In the previous explanations, some details are missing. To better understand how partitioning and grouping works, you should look at how the data is stored in the bush. Let's say you have a table
CREATE TABLE mytable ( name string, city string, employee_id int ) PARTITIONED BY (year STRING, month STRING, day STRING) CLUSTERED BY (employee_id) INTO 256 BUCKETS
then the bush will store data in a directory hierarchy, like
/user/hive/warehouse/mytable/y=2015/m=12/d=02
So, you should be careful when splitting, because if, for example, you divide by employee_id and you have millions of employees, there will be millions of directories in your file system. The term "power" refers to the number of possible field values ββthat may have. For example, if you have a "country" field, there are about 300 countries in the world, so the number of elements will be ~ 300. For a field like timestamp_ms, which changes every millisecond, the number of elements can be billions. In general, when choosing a field to split, it should not have much power, because there will be too many directories in your file system.

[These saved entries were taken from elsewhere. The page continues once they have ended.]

PR #615, opened 2023-06-14
Bump webpack dependencies

### LINKED ISSUE #614: Fix webpack errors
Local development has become a bit difficult when we migrated to Kolibri 0.16 alpha14, and even more when migrated to alpha15. This is because webpack is showing a overlay with multiple errors on each page reload. So we devs have to close 6 or 7 dialogs each time code changes.

There is no webpack configuration in kolibri-explore-plugin directly. Instead the configuration is picked from kolibri-tools. See `WebpackBundleHook` in https://kolibri-dev.readthedocs.io/en/develop/backend_architecture/plugins.html?highlight=plugin#example-implementation

We should make sure that the plugin has the same webpack version than Kolibri.

- [ ] https://github.com/endlessm/kolibri-explore-plugin/pull/615

manuq:
To be the same as current Kolibri

Fixes #614

### DIFF
--- a/package.json
+++ b/package.json
@@ -25,6 +25,10 @@
     "packages/*"
   ],
   "devDependencies": {
+    "webpack": "^5.82.1",
+    "webpack-cli": "^5.1.1",
+    "webpack-dev-server": "^4.15.0",
+    "webpack-merge": "^5.8.0",
     "lerna": "^4.0.0",
     "sass": "^1.49.9"
   },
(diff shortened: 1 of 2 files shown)


manuq:
@GeorgesStavracas @jprvita again you'll have to run `yarn install` for testing this. And in master whenever is merged.

jprvita (approved):
Nice and thank you very much!

PR #616, opened 2023-06-14
Invert show/hide available content logic

jprvita:
Invert the logic so when the UI component is active the content that is
not downloaded on the device is hidden.
    
https://github.com/endlessm/kolibri-explore-plugin/issues/596


manuq (approved):
All good. The detailed commits are very appreciated!

PR #622, opened 2023-06-15
SectionsSearchRow: Hide download button

GeorgesStavracas:
It was agreed on, as it doesn't do what people
expect it to do.


jprvita (approved):
That's a creative way to neuter a line! LGTM

Issue #598, opened 2023-06-13
Discovery page: keeps on loading without showing the cards


erikos:
Tested with Ladybird 6.8-338 

After downloaded the initial pack and then displayed it once - restarting the app will result in a loading screen of the Discovery page without ever finishing. Switching to the Library tab and back displays the cards.

![Screenshot from 2023-06-13 15-17-38](https://github.com/endlessm/kolibri-explore-plugin/assets/3714785/deed64c6-f876-4c7a-9721-afca676a0f80)

- [ ] https://github.com/endlessm/kolibri-explore-plugin/pull/628

GeorgesStavracas:
I will try and figure this out, but this seems to be a complicated issue and I'm afraid there's a chance I'll fail to deliver this on time for this sprint. Just something to keep in mind.

vanessa-chang:
I'm seeing this issue today. (test package: v6.9-340)
1. After content completes the download, it shows a "Something went wrong!" message.
2. Press "try again" button does not help.
3. Close and reopen the app, it will then running into this issue.

erikos:
> I'm seeing this issue today. (test package: v6.9-340)
> 
> 1. After content completes the download, it shows a "Something went wrong!" message.
> 2. Press "try again" button does not help.
> 3. Close and reopen the app, it will then running into this issue.

Just to make sure. Steps 1 and 2 should be independent of this issue. This can be always reproduced independent if something went wrong in the download phase.

manuq:
It seems that disabling the browser cache is not working anymore in current Kolibri alpha. This is the same issue we are facing after the resources download in #568. Before, [these 2 lines](https://github.com/endlessm/kolibri-explore-plugin/blob/a0af9d6a559dfbba2b507fcb882501da308a2a26/kolibri_explore_plugin/assets/src/modules/topicsRoot/handlers.js#L194-L195) helped but that's no longer the case. See 61636fd6c for reference.

A workaround is to bring back the page reloading 4eb00dbd . Basically calling `location.reload()` in the frontend after the download completes. I'm afraid that workaround won't be a good fit for the individual resources download.

jprvita:
@GeorgesStavracas is taking some days off, so we agreed that I should work on this instead.

jprvita:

On the other hand, clustering, known as grouping, will result in a fixed number of files, as you specify the number of segments. What the hive will do is take a field, calculate a hash, and assign a record to that segment. But what happens if you use, say, 256 segments, and the field in which you form the packet has low power (for example, it is the state of the USA, so there can only be 50 different values)? You will have 50 blocks with data and 206 blocks without data.
Someone already mentioned how partitions can significantly reduce the amount of requested data. So in my example table, if you want to make queries only from a certain date in advance, the separation by year / month / day will significantly reduce the number of I / O operations. I think someone also mentioned how grouping can speed up joining with other tables that have exactly the same distribution, so in my example, if you join two tables with one employee_id, the hive can do the join after the segment (even better if they are already sorted by employee_id, since they are going to sort the parts that are already sorted, which works in linear time, otherwise O (n)).
Thus, grouping works well when the field has high power and the data is evenly distributed across the segments. Separation works best when the number of elements in the separation field is not too large.
In addition, you can split into several fields in order (year / month / day is a good example), while you can use only one field.